El barón agitó la cabeza y se echó a reír sarcásticamente.
— Mirad, esa que hay ahí tiene el culo caído, y esa otra que se está rascando no tiene ni eso. En el mejor de los casos son tan sólo jamelgos, amigo mío. ¡Recuerde a la baronesa! ¡Qué manos, qué gracia! ¡Y qué talle, amigo!
— Sí, por supuesto — asintió Rumata -. La baronesa es muy hermosa. Vámonos de aquí.
— ¿Adonde? ¿Y por qué? — una sombra de decisión cruzó el rostro del barón de Pampa -. No, amigo mío, no voy a ninguna parte. Vos podéis hacer lo que queráis — empezó a desmontar -… aunque sentiría mucho que me dejarais solo.
— No hablar de eso, me quedo con vos. Pero…
— No hay peros, que valgan — concluyó definitivamente el barón.

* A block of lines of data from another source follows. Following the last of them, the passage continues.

PR #2723, opened 2023-02-22
Remove usage of the PropTypes dependency

### LINKED ISSUE #2710: Remove usage of the PropTypes dependency

All our components should be using the `FC` Functional Components props without the use of an added dependency.  I think there's probably only about five components that need to be changed so this can be removed. Search for `prop-types` to see where it's imported in the web app.

See https://owncast.online/components/?path=%2Fdocs%2Fowncast-documentation-building-frontend-components--page

dhanusaputra:
close #2710


gabek:
This is great, thanks so much @dhanusaputra!

PR #2741, opened 2023-02-26
Chore: update gzipping library to use CAFxX/httpcompression

### LINKED ISSUE #2697: Replace github.com/nanmu42/gzip + support brotli encoding

We use github.com/nanmu42/gzip as gzip middleware, but it's importing the entire Gin web framework. This dependency should replaced with something thinner.

https://github.com/owncast/owncast/blob/develop/router/router.go#L8

Pranav2612000:
Instead of using nanmu42/gzip which imports the whole gin framework, we replace it with CAFxX/httpcompression which is more lightweight.

Fixes #2697


Pranav2612000:
@gabek Can you take a look at this? I've tested that the project builds and works correctly

Pranav2612000:
Also I am not exactly sure how to test this, but the http://localhost:8080/hls/stream.m3u8 now has `Content-Encoding: br` header so I'm guessing it's using brotli

<blockquote><div><strong><a href="http://localhost:8080/hls/stream.m3u8">Error</a></strong></div></blockquote>

gabek:
I'll check it out, thank you!

gabek:
Nice, all encoding types are working as expected! Thank you for doing this! :100: 

For reference I tested with the following:

### No encoding

`curl http://localhost:8080 --silent --write-out "%{size_download}\n" --output  /dev/null`
631912


### deflate

`curl http://localhost:8080 --silent -H "Accept-Encoding: deflate" --write-out "%{size_download}\n" --output /dev/null`
81774

### gzip

`curl http://localhost:8080 --silent -H "Accept-Encoding: gzip" --write-out "%{size_download}\n" --output /dev/null`
81788

### brotli

`curl http://localhost:8080 --silent -H "Accept-Encoding: br" --write-out "%{size_download}\n" --output /dev/null`
70891

PR #2748, opened 2023-02-27
Fix Owncast Avatar URL for discord webhooks

SleepyLili:
Currently, discord webhook posts don't display any avatar for the bot user, only the default discord logo in a blue circle.
image

When I was browsing the webhooks code recently, I realized that the default discord logo appears because Owncast links a nonexistant logo .png to discord. (Which discord can't display, so it falls back to a default discord logo.)

With this change, the discord webhook will display the /logo file instead.
image


gabek:
Great, thanks!

PR #2769, opened 2023-03-03
removed timers from component in favor of css transition

### LINKED ISSUE #2342: "Go to last message" button covers chat messages only on production builds

t1enne:
Should fix #2342
@gabek Would you mind giving it a test run?


gabek:
This works in my testing! Replacing the timer with CSS transitions look to have one fewer variable and piece of state, so that's great. Let's get it in!

PR #2774, opened 2023-03-04
Chat join message for users with moderator flag is misaligned

### LINKED ISSUE #2763: Chat join message for users with moderator flag is misaligned

The flag should be after the username, all on one line. "joined the chat" should be on the same line.
image

Story: https://owncast.online/components/?path=%2Fstory%2Fowncast-chat-messages-chat-join--moderator

dhanusaputra:
close #2763 

image


gabek:
Awesome! Thanks so much for taking care of this! :100:

PR #2776, opened 2023-03-04
fixes #1946

### LINKED ISSUE #1946: Video variant admin interface should start with the default setting values
The default video variant that installs with Owncast is 1.2Mbps@24fs

Screenshot from 2022-06-13 11-46-01

However, if you go to add a new variant, it defaults to 800kbps.

image

It would be more consistent if it defaulted to 1200kbps @ 24fps. This would also make it easier for people to revert to the default should they have deleted/changed it.

And/or the interface could have a link to revert to the default settings.

## Use case

I had to do a fresh install to find out what the default video setting was when trying to revert to it.

JacobWrenn:
Creating a new video variant will now default to the same settings as the one initially installed.


gabek:
Nice, thanks so much for making that change! :+1:

PR #2783, opened 2023-03-08
fix: Prevent color selector from closing on choosing a color

### LINKED ISSUE #2782: Dragging color selector automatically closes selector

Each time you move the color selector it closes the color picker entirely and doesn't let you continue dragging to pick your desired color.

This can be found under General -> Appearance

image

Pranav2612000:
The bug was because on each click the state of the parent component was changing causing it to re-render. These re-renders then cascaded to its children recursively, resulting in the Color Picker component re-rendering which caused it to close. This PR uses useMemo & useCallback to ensure that there are no unnecessary re-renders which results in the color selector component staying open.

To make it easier to review, I've broken down the changes into smaller commits.

Kapture 2023-03-08 at 20 44 32

Fixes #2782

### DIFF
--- a/web/components/admin/config/general/AppearanceConfig.tsx
+++ b/web/components/admin/config/general/AppearanceConfig.tsx
@@ -70,18 +70,18 @@ const allAvailableValues = [...componentColorVariables, ...chatColorVariables, .
 );
 
 // eslint-disable-next-line react/function-component-definition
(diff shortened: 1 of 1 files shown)


gabek:
This is fantastic @Pranav2612000, thank you so much! :1st_place_medal:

Les dieron las riendas a un mozo que se les acercó corriendo, pasaron orgullosamente por delante de las busconas y entraron en la sala. Allí casi no se podía respirar. La luz de los candiles a duras penas se abría paso a través de la niebla de humo. Sentados en bancos arrimados a largas mesas bebían, comían, juraban, se reían, lloraban, se besaban y vociferaban canciones indecentes soldados bañados en sudor y con los uniformes desabrochados, marineros vagabundos con casacas de colores vestidas a pelo, mujeres con los senos casi al aire, milicianos Grises con las hachas entre las piernas y andrajosos artesanos. A la izquierda se divisaba en la penumbra un mostrador, donde el dueño, sentado en lo alto entre varios gigantescos toneles, dirigía el enjambre de mozos de servicio, tan rápidos como tunantes, y a la derecha, formando un rectángulo luminoso, se recortaba la puerta de entrada a la parte «limpia», reservada a los nobles Dones, a los mercaderes respetables y a los oficiales Grises.

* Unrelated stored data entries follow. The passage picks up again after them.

PR #3508, opened 2024-01-05
fix(video): add eventType support for touch devices

### LINKED ISSUE #3368: Not selectable items in quality settings menu
On touch devices items in quality settings menu is unselectable. They change color to white when I tap on it, but select action is not firing. I try to fix this issue in web/components/video/settings-menu.ts by some changes:

```
let clickevent;
if ('onpointerdown' in window) {
    clickevent = 'pointerdown';
} else if ('ontouchstart' in window) {
    clickevent = 'touchstart';
} else {
    clickevent = 'click';
}

...

item.on(clickevent, () => { ...
```

It's work fine on Android Phones and Windows Tablet, but not working at IOS devices.

varungujarathi9:
fixes #3368 

The select event was not being fired on touch devices since we were using a callback to register only the `click` event. For most of the touch devices we need to register some sort of touch event like `touchstart` or `touchend`.

So now we have added `touchend` support to register touch events.

```
let clickEvent;
if ('ontouchstart' in window) {
    clickEvent = 'touchend'; // Use touchend event for touch devices
} else {
    clickEvent = 'click'; // Use click for all other devices
}
```

Tested these changes on LambdaTest iPhone 15 device in Real-Time

### DIFF
--- a/web/components/video/settings-menu.ts
+++ b/web/components/video/settings-menu.ts
@@ -58,10 +58,17 @@ export function createVideoSettingsMenuButton(
         });
       });
 
+      let clickEvent;
+      if ('ontouchstart' in window) {
+        clickEvent = 'touchend'; // Use touchend event for touch devices
+      } else {
+        clickEvent = 'click'; // Use click for all other devices
+      }
+
       for (let i = 0; i < items.length; i += 1) {
         const item = items[i];
         // Quality selected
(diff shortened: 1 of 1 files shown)


gabek:
Awesome, this is a great fix. Thanks so much for working on this! :1st_place_medal:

— Bueno, ¿y por qué no hemos de beber? — dijo irritado el barón de Pampa, y cogiendo a Rumata del brazo lo arrastró hacia el mostrador a través de un estrecho pasillo que quedaba entre las mesas, arañando las espaldas de los que estaban sentados con la pancera de su coraza. Cuando llegó a su meta, arrebató al dueño el cazo que tenía en la mano y que le servía para escanciar el vino en las jarras, lo secó de un trago sin pronunciar palabra, y luego exclamó que ya todo estaba perdido y que lo único que podían hacer era divertirse de la mejor manera posible. Después se volvió hacia el dueño y le preguntó a grandes voces si en su establecimiento había algún sitio donde las personas distinguidas pudieran pasar el tiempo decente y modestamente sin ser molestadas por la presencia de canallas, andrajosos y chusma. El dueño le respondió que sí, que había ese sitio.
— ¡Magnífico! — exclamó el barón, y le echó al hombre varias piezas de oro -. Danos a este noble Don y a mí lo mejor que tengas, y haz que nos lo sirva no una linda zorra de esas que tienes por aquí, sino una mujer respetable.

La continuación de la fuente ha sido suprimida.